The European Commission has warned member states to make sure their national laws are in line with the new General Data Protection Regulation (GDPR) that will come into effect in May.

The GDPR governs the privacy practices of companies handling EU citizens’ data. Its aim is to give control back to citizens and residents over their personal data and to simplify the regulatory environment for international business by unifying the regulation within the EU.

There are potentially huge fines for firms that don’t abide by the new rules.

“In today’s world, the way we handle data will determine to a large extent our economic future and personal safety. We need modern rules to respond to new risks, so we call on EU governments, authorities and businesses to use the remaining time efficiently and fulfil their roles in the preparations for the big day,” said Vera Jourova, European Commissioner for justice, consumers and gender equality.

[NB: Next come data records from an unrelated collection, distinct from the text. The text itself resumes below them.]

PR #2581, opened 2023-08-08
[docs] py docstrings: better conversion of C++ types to python

pmolodo:
### Description of Change(s)

Numerous fixes to translation of C++ types to python types

**NOTE:**

### DIFF
--- a/docs/python/doxygenlib/cdWriterDocstring.py
+++ b/docs/python/doxygenlib/cdWriterDocstring.py
@@ -103,14 +103,14 @@ def getAllPxrModules() -> Dict[str, types.ModuleType]:
                         pxrModuleName = basename
             if pxrModuleName:
                 modules[pxrModuleName] = importPxrModule(pxrModuleName)
-    # return a sorted dict
-    return {k: modules[k] for k in sorted(modules)}
+    return modules
 
 pxrModules = getAllPxrModules()
+pxrModuleNames = sorted(pxrModules)
 
 # we use the reversed sorted order of the module names, because this ensures that longer names (ie, UsdGeom) come
 # before shorter ones (Usd), so the more exact matches are preferred
-PXR_MODULES_OR_JOINED = "|".join(re.escape(m) for m in reversed(pxrModules))
+PXR_MODULES_OR_JOINED = "|".join(re.escape(m) for m in reversed(pxrModuleNames))
 PXR_MODULE_PREFIX = re.compile(rf"^\s*(?P<module>{PXR_MODULES_OR_JOINED})(?P<suffix>[A-Za-z0-9_]+)")
 
 
--- a/docs/python/doxygenlib/cdWriterDocstring.py
+++ b/docs/python/doxygenlib/cdWriterDocstring.py
@@ -50,7 +50,7 @@ from .cdUtils import *
 API_RE_FIND = re.compile(r"""\b[A-Z]+_API(?:\s+|$)""")
 API_RE_REPLACE = ""
 
-WORDBREAK_RE = re.compile(r"\b")
+NONWORD_RE = re.compile(r"(\W+)")
 
 MULTIPLE_WHITESPACE_RE = re.compile(r'\s+')
 MULTIPLE_WHITESPACE_REPLACE = ' '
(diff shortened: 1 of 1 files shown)


jesschimein:
Filed as internal issue #USD-8575

docs/python/doxygenlib/cdWriterDocstring.py
```diff
@@ -35,13 +35,82 @@
...
+            if pxrModuleName:
+                modules[pxrModuleName] = importPxrModule(pxrModuleName)
+    # return a sorted dict
+    return {k: modules[k] for k in sorted(modules)}
+
+pxrModules = getAllPxrModules()
+
+# we use the reversed sorted order of the module names, because this ensures that longer names (ie, UsdGeom) come
+# before shorter ones (Usd), so the more exact matches are preferred
+PXR_MODULES_OR_JOINED = "|".join(re.escape(m) for m in reversed(pxrModules))
```
dsyu-pixar: @pmolodo in verifying this change, I'm running into an issue where reversed() isn't supported for dictionaries in Python 3.6 & 3.7 (but is supported in 3.8+).  Additionally, it sounds like dictionaries didn't really support strict ordering at all until Python 3.6 (see https://groups.google.com/g/dev-python/c/76kIoAEKlew). 

Would there be a way to make this work for earlier versions of Python 3?

dsyu-pixar: Alternatively, it'd be nice to have some sort of "requires Python 3.8 or better" check or error message. The current error you get on 3.6 is something along the lines of "Error: 'dict' object is not reversible"

pmolodo:
rebased to fix merge conflict...

pmolodo:
Pushed changes to make it not rely on dicts being ordered or reversable:

https://github.com/PixarAnimationStudios/OpenUSD/pull/2581/commits/f39826a2915b49829d56985692685d25f05a59b2

dsyu-pixar:
Hi @pmolodo thanks for the update! Unfortunately, I now get the following issue (when running with Python 3.6 -- this does not occur when testing with Python 3.9):

```
  File "/home/dsyu/trees/dev-usd/docs/python/doxygenlib/cdWriterDocstring.py", line 552, in __convertTypeName
    tokens = [self.__convertTypeNameToken(x) for x in WORDBREAK_RE.split(ret) if x]
ValueError: split() requires a non-empty pattern match.
```

I think this might be due to an re.split() issue in 3.6, possibly fixed in 3.7 (see https://bugs.python.org/issue43222). 

I realize trying to craft things to work in older versions of Python 3 (that have known issues) can turn into an exercise in futility, so I'm fine with making a min requirement of Python 3.8 or 3.9 -- I believe the VFX 2022 reference platform recommends Python 3.9, and we're trying to test/build with that in mind anyway. What do you think? Maybe just adding a python_version() check somewhere early in convertDoxygen.py would be enough to be transparent enough to anyone using older versions?

pmolodo:
I pushed a version which fixes that `re.split` issue on python-3.6.  I tried to test with python-3.6 myself, but ran into another python-3.6 bug related to `locale.getpreferredencoding()` on the docker image we use for builds (that occurs earlier in the build process), so I can't confirm this is the last python-3.6 related issue.

If another one pops up, I say we just state that you need python-3.7+ to run this script...

pmolodo:
Also, fyi - I confirmed that this regexp should give the same results once split with this script:

```python
import inspect
import os
import re

WORDBREAK_RE = re.compile(r"\b")
NONWORD_RE = re.compile(r"(\W+)")

THIS_FILE = os.path.abspath(inspect.getsourcefile(lambda: None) or __file__)
THIS_DIR = os.path.dirname(THIS_FILE)

prim_cpp_path = os.path.join(THIS_DIR, "pxr", "usd", "usd", "prim.cpp")

with open(prim_cpp_path, "r", encoding="utf8") as reader:
    test_cpp_text = reader.read()

def tokenize_1(text: str):
    return [x for x in WORDBREAK_RE.split(text) if x]

def tokenize_2(text: str):
    return [x for x in NONWORD_RE.split(text) if x]

split1 = tokenize_1(test_cpp_text)
split2 = tokenize_2(test_cpp_text)

if split1 == split2:
    print("yay!")
else:
    raise Exception("oh noes")
```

According to the European Commission, only Germany and Austria have passed all the necessary legislation needed to bring national laws into step with the new EU-wide regulations.

As reported by the Irish Times, the Commission, which is providing €1.7m to fund data protection authorities ahead of the introduction of GDPR, has urged member states to ensure relevant bodies are equipped with the necessary resources.

The Commission has also set aside another €2m to assist small and medium-sized businesses in ensuring they are compliant with the new rules. On January 24, it also launched a new online tool to help companies prepare for GDPR.